- Directed by: Frank Tuttle
- Written by: Lewis Beach (play The Goose Hangs High) Joseph L. Mankiewicz (screenplay)
- Produced by: Jesse L. Lasky Adolph Zukor
- Starring: Charles "Buddy" Rogers
- Cinematography: Henry Sharp
- Music by: John Leipold
- Distributed by: Paramount Pictures
- Release date: January 9, 1932;
- Running time: 80 minutes
- Country: United States
- Language: English

= This Reckless Age =

1932 film

This Reckless Age is a 1932 American pre-Code comedy film directed by Frank Tuttle and starring Charles "Buddy" Rogers and produced and distributed by Paramount Pictures. The film is based on a Broadway play The Goose Hangs High by Lewis Beach.

One of over 700 Paramount films controlled by Universal Pictures, which in 1948 purchased most of the 1928-1948 Paramount library.

==Plot==
Donald and Eunice Ingals' lives revolve around their children, Bradley and Lois. They have sacrificed and scrimped to give their kids the best, and the kids, thoughtless and young, give little in return except for a smile and thanks now and then.

When Christmas vacation comes, Bradley and Lois pop in on the family. Bradley has come to tell his father he is marrying Mary Burke, which is received rather badly by both parents, while Lois, prankish and impish, spends more of her visit home partying with school friends.

But when Donald finds himself being blamed for a business scandal, the children make serious efforts to save their father's reputation.

==Cast==
- Charles "Buddy" Rogers as Bradley Ingals
- Richard Bennett as Donald Ingals
- Peggy Shannon as Mary Burke
- Charles Ruggles as Goliath Whitney
- Frances Dee as Lois Ingals
- Frances Starr as Eunice Ingals
- Maude Eburne as Rhoda
- Allen Vincent as Pig Van Dyke
- Mary Carlisle as Cassandra Phelps
- David Landau as Matthew Daggett
- Reginald Barlow as Lester Bell
- George C. Pearce as John Burke
- Grady Sutton as Stepladder Schultz
- Harry Templeton as Monk Turner
- Berton Churchill as Banker
- Leonard Carey as Braithwaite (uncredited)

== Critical reception ==

Mordaunt Hall of the The New York Times observed that there were significant changes made in the adaptation from the play, The Goose Hangs High, but commented that the end result "is for the most part quite entertaining … thanks … to some good acting, especially by Richard Bennett, Charles Ruggles, Frances Starr and Maude Eburne." He wrote positively of the younger players, and commented, "Charles (Buddy) Rogers is good-looking as Bradley, but there is not much, to tax his acting talent in this rôle. Frances Dee does exceedingly well as Lois, and Peggy Shannon is believable as Mary Burke."
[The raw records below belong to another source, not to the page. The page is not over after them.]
PR #2315, opened 2018-07-24
awful: Add a keyboard module.

Elv13:
Extracted from the keygrabber PR

It will eventually have more goodness, but for now is just a wrapper
on top of `fake_inputs`.

It has tests, but they depend on the other PR. It can be merged as-is if approved, otherwise I will add the other 2 commits in the second row of review.

### DIFF
--- a/lib/awful/keyboard.lua
+++ b/lib/awful/keyboard.lua
@@ -1,0 +1,77 @@
+---------------------------------------------------------------------------
+--- Utilities related to the keyboard and text entry.
+--
+-- @author Emmanuel Lepage Vallee &lt;elv1313@gmail.com&gt;
+-- @copyright 2018 Emmanuel Lepage Vallee
+-- @module awful.keyboard
+---------------------------------------------------------------------------
+local capi = {root = root, client = client}
+
+local module = {}
+
+-- The hash order isn't consistent when the content changes, but it is
+-- constant when the table doesn't change.
+local conversion = {
+    Super_L   = "Mod4",
+    Control_L = "Control",
+    Shift_L   = "Shift",
+    Alt_L     = "Mod1",
+    Super_R   = "Mod4",
+    Control_R = "Control",
+    Shift_R   = "Shift",
+    Alt_R     = "Mod1",
+}
+
+--- Send an artificial set of key events to trigger a key combination.
+--
+-- This can be used to call application actions or Awesome own keybindings.
+--
+-- @tparam table modifiers The modifiers (like `Control` or `Mod4`).
+-- @tparam string|number key The key name or keycode.
+-- @function awful.keyboard.execute_keybindings
+function module.execute_keybinding(modifiers, key)
+    for _, mod in ipairs(modifiers) do
+        for real_key, mod_name in pairs(conversion) do
+            if mod == mod_name then
+                capi.root.fake_inputs("key_press", real_key)
+                break
+            end
+        end
+    end
+
+    capi.root.fake_inputs("key_press"  , key)
+    capi.root.fake_inputs("key_release", key)
+
+    for _, mod in ipairs(modifiers) do
+        for real_key, mod_name in pairs(conversion) do
+            if mod == mod_name then
+                capi.root.fake_inputs("key_release", real_key)
+                break
+            end
+        end
+    end
+end
+
+--- Send artificial key events to write a string.
+-- @tparam string string The string.
+-- @tparam[opt=nil] client c A client to send the string to.
+-- @function awful.keyboard.write_string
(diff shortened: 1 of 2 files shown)


lib/awful/keyboard.lua
```diff
@@ -0,0 +1,77 @@
...
+-- @author Emmanuel Lepage Vallee &lt;elv1313@gmail.com&gt;
+-- @copyright 2018 Emmanuel Lepage Vallee
+-- @module awful.keyboard
+---------------------------------------------------------------------------
+local capi = {root = root, client = client}
+
+local module = {}
+
+-- The hash order isn't consistent when the content changes, but it is
+-- constant when the table doesn't change.
```
psychon: I have no idea what this comment talks about. I guess it refers to the iteration order with `pairs`, but I do not see where this is important (and I'd be surprised if the Lua documentation actually gives this guarantee, but whatever...).

lib/awful/keyboard.lua
```diff
@@ -0,0 +1,77 @@
...
+local conversion = {
+    Super_L   = "Mod4",
+    Control_L = "Control",
+    Shift_L   = "Shift",
+    Alt_L     = "Mod1",
+    Super_R   = "Mod4",
+    Control_R = "Control",
+    Shift_R   = "Shift",
+    Alt_R     = "Mod1",
+}
```
psychon: Sorry, but no. This is (or at least: can be) keyboard layout specific. This is not true in general. Please don't make me hunt a keyboard layout where this actually breaks, but if you really want this kind of information, you'll have to figure out how XKB specifies keyboard layouts and how to query this information from the layout. I bet everything you'd need is in libxkbcommon, but I do not really know the details.

lib/awful/keyboard.lua
```diff
@@ -0,0 +1,77 @@
...
+
+--- Send an artificial set of key events to trigger a key combination.
+--
+-- This can be used to call application actions or Awesome own keybindings.
+--
+-- @tparam table modifiers The modifiers (like `Control` or `Mod4`).
+-- @tparam string|number key The key name or keycode.
+-- @function awful.keyboard.execute_keybindings
+function module.execute_keybinding(modifiers, key)
```
psychon: I don't think this function works when some "unwanted modifier" is currently pressed. E.g., I won't be able to bind mod4+Y to press Alt+L, because it will actually do mod4+Alt+L.

lib/awful/keyboard.lua
```diff
@@ -0,0 +1,77 @@
...
+    local old_c = capi.client.focus
+
+    if c then
+        capi.client.focus = c
+    end
+
+    for i=1, #string do
+        local char = string:sub(i,i)
+        capi.root.fake_inputs("key_press"  , char)
+        capi.root.fake_inputs("key_release", char)
```
psychon: Uhm.
- Unicode? (E.g. there are at least two ways to encode `ä` and at most one of these will work, perhaps even none).
- UTF8? (This assumes that every byte is a character).

lib/awful/keyboard.lua
```diff
@@ -0,0 +1,77 @@
...
+
+--- Send artificial key events to write a string.
+-- @tparam string string The string.
+-- @tparam[opt=nil] client c A client to send the string to.
+-- @function awful.keyboard.write_string
+function module.write_string(string, c)
+    local old_c = capi.client.focus
+
+    if c then
+        capi.client.focus = c
```
psychon: This assumes that the client is using the I-don't-know-its-name focus model. I bet this only works for the mostly used focus model out of the four that are specified by ICCCM.

psychon:
Again, sorry, but just no. I do not see how this can ever work correctly without tons and tons of work.

Elv13:
Fair enough, some of these issues were known at the time of posting. But one might want to point out that something that works for 95% of the userbase and provide value should not be dismissed because some UTF+8 string are written like `e and some client steal input when they don't have focus. While those corner case exist, it could be said it's a documentation issue rather than a technical one. Awesome i18n support is non-existant beside half translated manpages and the textclock. As for the `Alt_L` issue, the default `rc.lua` uses keycode and latin chars, so obviously those hypothetical layouts are already broken phonetic asian keyboards. Plus, they are terminal unfriendly so the local users probably don't use them along with a niche Linux tiled WMs anyway. Which bring me back that it's a documentation issue more than anything else.

Anyhow, you don't want it, so be it. I added it because some tests used it. I will move it to the shims to avoid having the boilerplate it removes in each input related documentation examples. I will also better document the `fake_inputs` example to list the limitations mentioned above.

PR #2319, opened 2018-07-24
Mergify: do not use strict mode

blueyed:
It has the drawback of having intermediate merge commits for when
Mergify merges master before because of this, and then does not
squash-merge or rebases it when merging.

### DIFF
--- a/.mergify.yml
+++ b/.mergify.yml
@@ -2,7 +2,6 @@ rules:
   default:
     protection:
       required_status_checks:
-        strict: True
         contexts:
           - continuous-integration/travis-ci
           - Codacy/PR Quality Review


Elv13:
Note that https://github.com/Mergifyio/mergify-engine/issues/115 is about fixing this issue upstream so we can have the strict mode, no extra merge commit **and** enforce a branch to always be on top of master/HEAD, witch make `tig` and `git log --graph` output a **lot** saner (ei. no multi level branches and no overlap/crosspoints)

actionless:
will the new commits discard the review state or not?

blueyed:
@actionless 
You mean new commits pushed to a branch?
I would assume so - AFAIK it is not related to strict mode.
Strict mode is more about ensuring that it is up-to-date with master.

Ah, but mergify could require that Travis was run with the state of latest master (since Travis tests the merge commit already) - Github then says "This branch is out-of-date with the base branch".
I do not think Mergify can trigger a re-build (for Travis in our case), can it?
Because this would then cause Travis to test another (updated) merge commit then.

actionless:
so it's fine by me if it's so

Variety wrote that what the film lacked in drama, it made up for in "an abundance of sentimentality" played by "a flawless cast." Frances Starr’s performance was described as "engaging" and the reviewer commented, "Young 'Buddy' Rogers does one of the neatest, if least important, bits of juvenile playing of his career, while the two younger women of the cast (Peggy Shannon and Frances Dee) make two contrasting examples of the flap type, the former a rather conventional figure and the latter a sometimes scatter-brained hoyden."

Reviewer Clara M. Sawdon opined in International Photographer: "Pictures such as this are rare because they are much more difficult to produce than sensational or spectacular ones, but they are welcome innovations, especially when accomplished with such satisfactory coordination of effort as herein evidenced."

Lionel Collier, for the British magazine, Picturegoer, wrote, "Modern youth and its ways have come in for a good bit of criticism. This film attempts to vindicate the present day younger generation in America." He found the story "rather too slow" but with a "pleasant tone, sound in moral outlook." He complimented the two younger performers, Buddy Rogers and Frances Dee, but felt Richard Bennett was "inclined to overact", which Collier attributed to his extensive stage career.